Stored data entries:
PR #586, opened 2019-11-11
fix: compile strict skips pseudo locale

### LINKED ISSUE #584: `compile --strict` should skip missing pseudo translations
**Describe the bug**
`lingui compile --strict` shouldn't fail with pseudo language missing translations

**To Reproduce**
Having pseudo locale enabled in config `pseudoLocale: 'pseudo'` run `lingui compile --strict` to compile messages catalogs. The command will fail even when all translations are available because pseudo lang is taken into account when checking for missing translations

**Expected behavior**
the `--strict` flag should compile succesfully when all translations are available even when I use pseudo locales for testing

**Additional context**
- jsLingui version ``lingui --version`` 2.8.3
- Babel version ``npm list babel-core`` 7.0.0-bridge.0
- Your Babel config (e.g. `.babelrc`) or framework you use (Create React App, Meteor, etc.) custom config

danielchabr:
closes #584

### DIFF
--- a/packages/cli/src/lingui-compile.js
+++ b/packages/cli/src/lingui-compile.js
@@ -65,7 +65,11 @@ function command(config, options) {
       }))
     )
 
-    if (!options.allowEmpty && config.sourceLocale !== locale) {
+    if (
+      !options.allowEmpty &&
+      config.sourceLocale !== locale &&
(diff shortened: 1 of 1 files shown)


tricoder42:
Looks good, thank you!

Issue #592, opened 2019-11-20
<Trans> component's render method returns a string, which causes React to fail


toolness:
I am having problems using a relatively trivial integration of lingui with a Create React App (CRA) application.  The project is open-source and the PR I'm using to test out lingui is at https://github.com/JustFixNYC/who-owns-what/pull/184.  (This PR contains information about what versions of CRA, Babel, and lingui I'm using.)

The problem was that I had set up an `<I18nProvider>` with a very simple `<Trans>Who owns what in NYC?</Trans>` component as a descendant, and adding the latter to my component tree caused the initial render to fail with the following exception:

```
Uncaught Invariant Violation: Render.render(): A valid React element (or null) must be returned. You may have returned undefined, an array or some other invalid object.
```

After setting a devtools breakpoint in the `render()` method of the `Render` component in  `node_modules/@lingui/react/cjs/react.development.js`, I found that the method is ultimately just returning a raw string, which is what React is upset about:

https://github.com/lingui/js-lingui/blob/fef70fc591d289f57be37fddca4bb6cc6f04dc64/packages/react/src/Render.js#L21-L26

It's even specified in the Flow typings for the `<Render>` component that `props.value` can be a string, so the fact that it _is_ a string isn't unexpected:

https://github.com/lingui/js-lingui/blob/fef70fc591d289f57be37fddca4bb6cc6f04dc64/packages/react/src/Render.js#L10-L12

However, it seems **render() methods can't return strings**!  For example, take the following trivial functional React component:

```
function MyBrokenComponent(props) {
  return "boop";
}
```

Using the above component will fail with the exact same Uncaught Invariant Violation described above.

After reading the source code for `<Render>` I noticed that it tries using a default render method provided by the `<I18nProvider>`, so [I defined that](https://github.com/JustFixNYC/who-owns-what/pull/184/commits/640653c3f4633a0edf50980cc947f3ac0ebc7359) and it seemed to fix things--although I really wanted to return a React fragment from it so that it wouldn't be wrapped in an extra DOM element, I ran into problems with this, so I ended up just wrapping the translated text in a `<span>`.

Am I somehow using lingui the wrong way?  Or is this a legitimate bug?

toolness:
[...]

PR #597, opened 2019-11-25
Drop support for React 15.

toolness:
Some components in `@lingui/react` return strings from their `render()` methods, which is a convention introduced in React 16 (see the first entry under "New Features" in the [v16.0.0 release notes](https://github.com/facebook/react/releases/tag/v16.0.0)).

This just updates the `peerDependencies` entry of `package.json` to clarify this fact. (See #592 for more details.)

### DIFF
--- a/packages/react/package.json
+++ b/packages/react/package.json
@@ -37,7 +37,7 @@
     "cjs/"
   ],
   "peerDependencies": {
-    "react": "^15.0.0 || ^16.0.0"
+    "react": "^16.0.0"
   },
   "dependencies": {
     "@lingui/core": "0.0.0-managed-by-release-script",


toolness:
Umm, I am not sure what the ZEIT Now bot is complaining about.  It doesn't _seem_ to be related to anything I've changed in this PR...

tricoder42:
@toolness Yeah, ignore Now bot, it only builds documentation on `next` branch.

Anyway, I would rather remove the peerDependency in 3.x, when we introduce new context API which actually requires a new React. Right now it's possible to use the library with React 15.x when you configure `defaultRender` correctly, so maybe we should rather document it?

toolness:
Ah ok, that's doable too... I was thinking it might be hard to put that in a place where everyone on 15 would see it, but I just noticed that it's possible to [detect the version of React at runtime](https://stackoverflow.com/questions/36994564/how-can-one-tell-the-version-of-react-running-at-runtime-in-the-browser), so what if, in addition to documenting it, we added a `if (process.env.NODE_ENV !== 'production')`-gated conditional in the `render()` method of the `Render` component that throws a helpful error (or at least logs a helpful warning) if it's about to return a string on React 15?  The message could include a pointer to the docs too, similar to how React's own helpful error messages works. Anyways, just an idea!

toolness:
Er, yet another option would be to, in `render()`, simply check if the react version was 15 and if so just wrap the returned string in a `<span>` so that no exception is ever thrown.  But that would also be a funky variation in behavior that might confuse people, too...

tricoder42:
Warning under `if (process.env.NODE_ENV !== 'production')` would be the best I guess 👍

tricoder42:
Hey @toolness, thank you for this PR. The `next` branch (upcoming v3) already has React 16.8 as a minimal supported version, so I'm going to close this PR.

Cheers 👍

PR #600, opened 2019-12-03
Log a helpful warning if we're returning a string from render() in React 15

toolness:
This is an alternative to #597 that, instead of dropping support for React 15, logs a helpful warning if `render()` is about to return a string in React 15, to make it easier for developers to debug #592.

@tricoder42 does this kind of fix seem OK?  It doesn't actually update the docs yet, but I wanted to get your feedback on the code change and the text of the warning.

◆ WHAT IS BEING ASKED: Each line of the data above containing the string "peerDependencies" is to be copied.

◆ EXERCISE RESPONSE:
This just updates the `peerDependencies` entry of `package.json` to clarify this fact. (See #592 for more details.)
   "peerDependencies": {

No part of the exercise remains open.